Он несколько раз покачал головой и по-новому посмотрел на Михаэля, как будто усомнился, не было ли ошибочным его первое впечатление о главном инспекторе.
— Я должен проверить все версии, — сказал Михаэль. Доктор беспокойно пошевелился в своем кресле, но овладел собой. Михаэль почувствовал себя виноватым за то, что не упомянул о встрече с Гиллелем, у которого было железное алиби: с самого приземления в аэропорту Бен-Гурион он неотлучно находился при матери в отделении интенсивной терапии. Инспектор спросил себя, кой черт ему мешал сказать об этом старику, хоть бы и прямо сейчас.

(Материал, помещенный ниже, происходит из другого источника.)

PR #65, opened 2016-10-12
buffer wraps string

georgeu2000:
> TODO: Refactor, it would be better if Buffer were not a String subclass,
>  but rather wrap a string and only expose the mutating API needed so that
>   the possible surface for things to go wrong stays controllable.
>   [Pull #46](https://github.com/igrigorik/http-2/pull/46)

### DIFF
--- a/spec/connection_spec.rb
+++ b/spec/connection_spec.rb
@@ -149,9 +149,7 @@ RSpec.describe HTTP2::Connection do
       ]
       headers = []
       @conn.on(:frame) do |bytes|
-        # buf[3]: frame's type field
-        buf = Buffer.new(bytes)
-        headers << f.parse(buf) if [1, 5, 9].include?(buf[3].ord)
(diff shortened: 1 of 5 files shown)


spec/connection_spec.rb
```diff
@@ -149,8 +149,9 @@
       ]
       headers = []
       @conn.on(:frame) do |bytes|
-        # bytes[3]: frame's type field
-        headers << f.parse(bytes) if [1, 5, 9].include?(bytes[3].ord)
+        # buf[3]: frame's type field
+        buf = Buffer.new(bytes)
```
igrigorik: Perhaps we should pass in a buffer object in the callback? Manually converting to a buffer each time seems like a gotcha / unnecessary complication.

georgeu2000: Turns out it is not necessary.

igrigorik:
👍

georgeu2000:
My pleasure.

PR #66, opened 2016-10-18
be safe with nils in the connection_error handler

kenichi:
ran into a few states where `msg` _and_ `e` were `nil`


kenichi:
eeep - i know they're >= 2.3 only 😳   maybe we do something different

igrigorik:
Yeah, let's expand it to the longer version.. (e && e.message), etc.

georgeu2000:
This is much cleaner than my code. Shall we use this instead?

igrigorik:
sgtm

kenichi:
ok  :)

i rebased, so i had to open #84

PR #68, opened 2016-10-23
Fix examples

georgeu2000:


igrigorik:
> We really should have some tests to keep these examples working. ..

Indeed, that would be great.

igrigorik:
Thanks for fixing these!

georgeu2000:
My pleasure.

PR #74, opened 2016-11-15
Fix connection_error when Exception is NoMethodError or nil

georgeu2000:
When working on [h2spec](https://github.com/summerwind/h2spec), discovered that connection_error exception can be `NoMethodError` or `nil`. Calling `e.message` or `e.backtrace` raises a new exception.

Not sure why the exception would be `NoMethodError` or `nil` (seems strange to me), but this fixes it for now.

### DIFF
--- a/lib/http/2/connection.rb
+++ b/lib/http/2/connection.rb
@@ -654,7 +654,14 @@ module HTTP2
 
       @state, @error = :closed, error
       klass = error.to_s.split('_').map(&:capitalize).join
-      fail Error.const_get(klass), msg || e.message, e.backtrace || []
+
+      message = msg
+      message = e.message if message.nil? && e.respond_to?(:message)
+
+      backtrace = []
+      backtrace = e.backtrace if e.respond_to?(:backtrace)
+
+      fail Error.const_get(klass), message, backtrace
     end
   end
 end


igrigorik:
Do you have an example backtrace of when NoMethodError is triggered?

georgeu2000:
After looking into it, I see that the NoMethodError was being raised from a typo that I introduced. It has nothing to do with http-2.

igrigorik:
:)

So, the question is.. in such cases, what should http-2 raise? We should catch it and goaway the connection, etc... I think.

georgeu2000:
The connection is already goaway'd. This is an issue **_within_** the error handler.

```
  def connection_error(error = :protocol_error, msg: nil, e: nil)
    goaway(error) unless @state == :closed || @state == :new

    @state, @error = :closed, error
    klass = error.to_s.split('_').map(&:capitalize).join
    fail Error.const_get(klass), msg || e.message, e.backtrace || []
  end
```

```
5.1. Stream States
     × half closed (remote): Sends a DATA frame
      - The endpoint MUST respond with a stream error (Section 5.4.2) of type STREAM_CLOSED.
        Expected: GOAWAY frame (ErrorCode: STREAM_CLOSED)
                  RST_STREAM frame (ErrorCode: STREAM_CLOSED)
                  Connection close
          Actual: WINDOW_UPDATE frame (Length: 4, Flags: 0)
```

Even with the fix, the above spec fails. I think that receive does not handle this case because it is raising the connection_error at the [end of the method](https://github.com/igrigorik/http-2/blob/master/lib/http/2/connection.rb#L322).

```
# Decodes incoming bytes into HTTP 2.0 frames and routes them to
    # appropriate receivers: connection frames are handled directly, and
    # stream frames are passed to appropriate stream objects.
    #
    # @param data [String] Binary encoded string
    def receive(data)
```

It seems to me that fixing h2spec 5.1 is not really part of this issue.

igrigorik:
Ok, sounds like that's a separate investigation then. Is this good to merge from your perspective?

georgeu2000:
Yes.

kenichi:
#66 ?

PR #76, opened 2016-11-16
requiring base64 (Closes #75)

### LINKED ISSUE #75: NameError: uninitialized constant HTTP2::Server::Base64
Here: https://github.com/igrigorik/http-2/blob/a3298edb2bd20cc3821536509c99634fe0425aa6/lib/http/2/server.rb#L74

I guess this has only been tested with the upgrade_server.rb example, as the require is being done there. 

You can require the base64 lib in the server file and be done with it. However, you can also get away by unpacking the string, thereby bypassing require:

```ruby
require "base64"
Base64.decode64(base64str)
# equals
base64str.unpack("m*")[0]
```

TiagoCardoso1983:
@igrigorik as you are using the urlsafe_ version of the decoding, I don't know if it's right to unpack the string myself. So I just required the module. Tell me what you think. The `Base64` is anyway just a small set of wrapper methods around string unpacking.

### DIFF
--- a/example/upgrade_server.rb
+++ b/example/upgrade_server.rb
@@ -2,7 +2,6 @@
 
 require_relative 'helper'
 require 'http_parser'
-require 'base64'
 
 options = { port: 8080 }
 OptionParser.new do |opts|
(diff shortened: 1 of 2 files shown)


igrigorik:
👍 thanks!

А затем пришло время поговорить о лекции.
— Правда ли, — поинтересовался инспектор как бы между прочим, — что, как мне сообщили утром, доктор Нейдорф всегда готовила свои лекции заранее?
Хильдесхаймер ответил, что его информаторы — кто бы они ни были — не могли иметь ни малейшего понятия о том, как она работала.

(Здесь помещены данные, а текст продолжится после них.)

Issue #72, opened 2016-11-08
Update core + example server/client to pass h2spec


igrigorik:
Instructions to build and run: https://github.com/summerwind/h2spec

Running `./h2spec -p 8080` against our example/server.rb yield lots bunch of failures:

- example server aborts the connection instead of sending GOAWAY / PROTOCOL_ERROR in bunch of places
- we don't enforce/emit FRAME_SIZE_ERROR 
- ...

— Никто — вообще никто в мире не знал, как трепетно, с какой душевной дрожью она готовила каждую лекцию. Десятки рукописных черновиков, а потом…
— Кто ей печатал? — перебил Михаэль.
— Она печатала сама, — ответил доктор.
Иногда она его заставляла читать каждый вариант, не пропуская ни единого слова. И конечно, ждала от него комментария по всем деталям. Окончательный вариант, который ее удовлетворял, она печатала в трех экземплярах. Один для себя — она всегда читала свои лекции по написанному.

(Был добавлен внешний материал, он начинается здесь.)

PR #81, opened 2016-11-18
Create rake task to run h2spec

georgeu2000:
`rake h2spec`

Limitations: 
1. Only works on OSX.
2. Only works for non-secure server. Need to figure out how to manage output because it is already too long.

Since the output is long (600 lines), I think we can leave it out of the default task. Alternatively, we could abbreviate the result to `73 tests, 33 passed, 0 skipped, 40 failed`. 

One thing we could do is append the truncated output to the default rake task, but provide full output for `rake h2spec`.

### DIFF
--- a/Rakefile
+++ b/Rakefile
@@ -12,6 +12,15 @@ RSpec::Core::RakeTask.new(:hpack) do |t|
   t.pattern = './spec/hpack_test_spec.rb'
 end
 
+task :h2spec do
+  system 'ruby example/server.rb -p 9000 &', out: File::NULL
+  sleep 1
+
+  system 'spec/h2spec/h2spec.darwin -p 9000'
+
+  system 'kill `pgrep -f example/server.rb`'
+end
+
 RuboCop::RakeTask.new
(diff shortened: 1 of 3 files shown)


Rakefile
```diff
@@ -12,6 +12,15 @@ RSpec::Core::RakeTask.new(:hpack) do |t|
   t.pattern = './spec/hpack_test_spec.rb'
 end
 
+task :h2spec do
+  system 'ruby example/server.rb -p 9000 &', out: File::NULL
+  sleep 1
+
+  system 'spec/h2spec/h2spec.darwin -p 9000'
```
igrigorik: At a minimum, we should provide a comment for where to download the binary?

We can also exit early with an error for non-darwin:```if /darwin/ !~ RUBY_PLATFORM) ... ```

— Ева не отличалась спонтанностью и не умела импровизировать.
— А другие копии? — спросил Михаэль, чувствуя, как на спине выступает пот.
— Вторая копия предназначалась для меня, — ответил Хильдесхаймер, — а третью она держала у себя в кабинете дома — «на всякий случай». Я всегда шутил по этому поводу, да и она сама тоже. Ева и впрямь была неисправимым перфекционистом, — доктор вздохнул, — абсолютно во всем. Но только в отношении себя, — добавил он. — Правда, в вопросах морали ее позиция была всегда бескомпромиссной. Тут Ева была непреклонной и «неэтичного поведения», как она это называла, не прощала. Но мне бы не хотелось, чтобы у вас создалось ложное впечатление: Ева не была ни ограниченной, ни самодовольной, ни раздражающе навязчивой. Ею руководили исключительно профессиональные требования: благо пациентов, осмотрительность и так далее. Я почти всегда в подобных случаях с ней соглашался.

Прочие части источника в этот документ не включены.